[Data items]
—————

PR #904, opened 2026-06-04
Support 192k ram split

DeqingSun:
The new version of reference manual seems use 3 bits instead of 2 bits for Ram split.

Screenshot 2026-06-03 at 2 38 37 AM

So the split_code is changed to 3 bits.

Also fixed the bug that the chip became Read Protected after ram split, by restore RDPR properly.

### DIFF
--- a/minichlink/minichlink.c
+++ b/minichlink/minichlink.c
@@ -2863,7 +2863,9 @@ static int DefaultSetSplit(void * dev, enum RAMSplit split) {
 	flash_ctlr &= CR_OPTER_Reset;
 	flash_ctlr |= CR_OPTPG_Set;
 	if( MCF.WriteWord( dev, (intptr_t)&FLASH->CTLR, flash_ctlr ) ) goto flashoperr;
-	if( MCF.WriteWord( dev, (intptr_t)&OB->RDPR, RDP_Key ) ) goto flashoperr;
+	uint16_t rdpr_bytes = (uint16_t)RDP_Key;
+	rdpr_bytes |= (uint16_t)((uint16_t)~rdpr_bytes) << 8;
+	if( MCF.WriteHalfWord( dev, (intptr_t)&OB->RDPR, rdpr_bytes ) ) goto flashoperr;
 	if( MCF.WaitForFlash(dev) ) goto flashoperr;
 
 	if( MCF.WriteWord( dev, (intptr_t)&FLASH->OBKEYR, FLASH_KEY1 ) ) goto flashoperr;
--- a/minichlink/minichlink.c
+++ b/minichlink/minichlink.c
@@ -2732,6 +2732,7 @@ static int DefaultSetSplit(void * dev, enum RAMSplit split) {
 			|| chip == 0x305C0508
 			|| chip == 0x30700508 
 			|| chip == 0x30710508 
+			|| chip == 0x30720508
 			|| chip == 0x30730508
 			|| chip == 0x30740508
 			|| chip == 0x3170B508
@@ -2749,6 +2750,7 @@ static int DefaultSetSplit(void * dev, enum RAMSplit split) {
 			|| chip == 0x305C0508
 			|| chip == 0x30700508 
 			|| chip == 0x30710508 
+			|| chip == 0x30720508
 			|| chip == 0x30730508
 			|| chip == 0x30740508
 			|| chip == 0x3170B508
@@ -2766,6 +2768,7 @@ static int DefaultSetSplit(void * dev, enum RAMSplit split) {
 			 || chip == 0x305C0508
 			 || chip == 0x30700508 
 			 || chip == 0x30710508 
+			 || chip == 0x30720508
 			 || chip == 0x30730508
 			 || chip == 0x30740508
 			 || chip == 0x3170B508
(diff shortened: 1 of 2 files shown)


minichlink/minichlink.c
```diff
@@ -2700,55 +2703,84 @@ static int DefaultSetSplit(void * dev, enum RAMSplit split) {
...
-			 || chip == 0x30720508
-			 || chip == 0x30740508) {
-				split_code = 0;
+		   if (chip == 0x30300504
+			|| chip == 0x30310504
+			|| chip == 0x305C0508
+			|| chip == 0x30700508 
+			|| chip == 0x30710508 
+			|| chip == 0x30730508
+			|| chip == 0x30740508
```
cnlohr, line 2737: This list is missing 0x30720508. I don't think that's intentional.

minichlink/minichlink.c
```diff
@@ -2700,55 +2703,84 @@ static int DefaultSetSplit(void * dev, enum RAMSplit split) {
...
-			 || chip == 0x30720508
-			 || chip == 0x30740508) {
-				split_code = 1;
+		   if (chip == 0x30300504
+			|| chip == 0x30310504
+			|| chip == 0x305C0508
+			|| chip == 0x30700508 
+			|| chip == 0x30710508 
+			|| chip == 0x30730508
+			|| chip == 0x30740508
```
cnlohr, line 2755: This list is also missing 0x30720508

minichlink/minichlink.c
```diff
@@ -2761,7 +2793,7 @@ static int DefaultSetSplit(void * dev, enum RAMSplit split) {
 			 || chip == 0x2081050c
 			 || chip == 0x2082050c
 			 || chip == 0x2083050c) {
-				split_code = 0;
+				split_code = 1;
```
cnlohr, line 2825: Is this really right? Why switch the split codes?

minichlink/minichlink.c
```diff
@@ -2774,7 +2806,7 @@ static int DefaultSetSplit(void * dev, enum RAMSplit split) {
 			 || chip == 0x2081050c
 			 || chip == 0x2082050c
 			 || chip == 0x2083050c) {
-				split_code = 1;
+				split_code = 3;
```
cnlohr, line 2838: Also here?

minichlink/minichlink.c
```diff
@@ -2787,7 +2819,7 @@ static int DefaultSetSplit(void * dev, enum RAMSplit split) {
 			 || chip == 0x2081050c
 			 || chip == 0x2082050c
 			 || chip == 0x2083050c) {
-				split_code = 2;
+				split_code = 5;
```
cnlohr, line 2851: And here.

minichlink/minichlink.c
```diff
@@ -2812,9 +2844,9 @@ static int DefaultSetSplit(void * dev, enum RAMSplit split) {
 
 	// Option byte b is stored as 16 bits (~b << 8)|b
 	// Mask off upper copy and clear split bits
-	option_bytes &= 0x003F;
-	// Set split code at [7:6]
-	option_bytes |= split_code << 6;
+	option_bytes &= 0x001F;
```
cnlohr, line 2877: @monte-monte do you know anyhting about this one?

monte-monte: @cnlohr no, I've never used split.

DeqingSun: The reason why the split code changed, is that WCH expand ram config bits, from 9:8, to 9:7. Since this expansion happen on the lower side, all previous code need to be stuffed with 1 on the lower side. That is the reason why they all changes.
Also, when we apply splitcode to option byte, we need to change from <<6 to <<5.

minichlink/minichlink.c
DeqingSun: interesting. I added the ID from the reference manual (screenshot in original PR). And it seems ch32v30x_dbgmcu.c was referring to a nonexistent part.

Screenshot 2026-06-04 at 3 14 33 PM

307 never had a TSSOP variation (CH32V307FBP6) on the market.

DeqingSun: 0x30740508 in other split was not added by me, I did not now what it was so I just kept it.

minichlink/minichlink.c
DeqingSun: The ram split was first added at https://github.com/cnlohr/ch32fun/commit/82659c667ca5e8772206fe1545c7f02c5c440ed7
Maybe @iracigt can have a comment?

iracigt: I haven't looked at the updated manual, but this change matches the screenshot above. This is the mask to leave the other bits unchanged. If bit 7 is now part of the field, then yes we should clear it here and make split_code 3 bits instead of 2.

I'd suggest leaving a comment somewhere in this block acknowledging the datasheet changes, just in case a future reader is referencing an older copy.

DeqingSun: comment added

cnlohr:
Mind addressing the other split comments?  And, even though I don't know why the original had the extra packages in the list, mind retaining them, just in case?

DeqingSun:
0x30720508 is added back.
Now there is a comment on why split_code changes and another comment on why the option_bytes also changes

cnlohr:
Thanks! this looks good now.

—————

Instructions for the task — Find the string "instead" in the data. Report each line it appears in.

Expected output —
The new version of reference manual seems use 3 bits instead of 2 bits for Ram split.
iracigt: I haven't looked at the updated manual, but this change matches the screenshot above. This is the mask to leave the other bits unchanged. If bit 7 is now part of the field, then yes we should clear it here and make split_code 3 bits instead of 2.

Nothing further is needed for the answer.